As I arrived at Salisbury spinal unit, a modern hospital with a triangular, peaked roof, I prepared myself to meet a whole new group of people. Not only would I have to go through the usual routine of meeting new staff members – ‘Hello, I’m Ed. Yes, we can do a manual evacuation now if you want …’ – but I’d soon be meeting all of the other patients as well. I’d been in my own bubble at the previous hospitals and now I would be on one of the open wards with eight other patients.

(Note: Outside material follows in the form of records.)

PR #13196, opened 2022-06-01
refactor index threshold calculation for core GC jobs

tgross:
Almost all GC jobs check the index of the objects being GC'd to see if
they're older than a configured threshold. This code was repeated six
times in `CoreScheduler` with only logging changes, so it seems safe
to extract it as its own method.

Ran into this while working on 2 new core jobs for Secure Variables, so
this changeset will eliminate the need for 2 more repetitions of this function.

### DIFF
--- a/nomad/core_sched.go
+++ b/nomad/core_sched.go
@@ -99,20 +99,8 @@ func (c *CoreScheduler) jobGC(eval *structs.Evaluation) error {
 		return err
 	}
 
-	var oldThreshold uint64
-	if eval.JobID == structs.CoreJobForceGC {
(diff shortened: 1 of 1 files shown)


tgross:
> One thing I might add are functions like `c.getJobThreshold`, `c.getNodeThreshold`, `c.getEvalThreshold` that bundle up the constant parameters so that someone doesn't accidentally goof them up in a call

Yeah I definitely considered that, but those functions would only ever have one caller each, and any new GC job would have its own helper function bundling the constants. So we'd be exposed to goofing it up on each new GC job anyways.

I was rolled into a side room and informed by the nurse that I would be in a private room for two days as they carried out the checks and assessments Pete had told me about. He’d been right that the new team wanted to form their own opinion of my condition.
Mum and Lois began unloading all of my paraphernalia and Dad was on hand for when I met the consultant. I remained lying down in my hospital bed, even though I’d spent most of my time sitting up for the last couple of weeks. There were new rules to abide by.
It clearly wasn’t the hospital’s first rodeo. In the space of four hours, I’d had three X-rays, two ultrasounds, an ASIA test, been measured for a wheelchair, and met the consultant. I’d made her jump when I’d pulled my right arm out to shake her hand. She’d only seen my original scans so had presumed that I was a complete spinal cord injury with no movement below the neck. She’d actually jumped. I knew then that they hadn’t read my notes, and if they had, they were still going to treat me as if my accident was yesterday.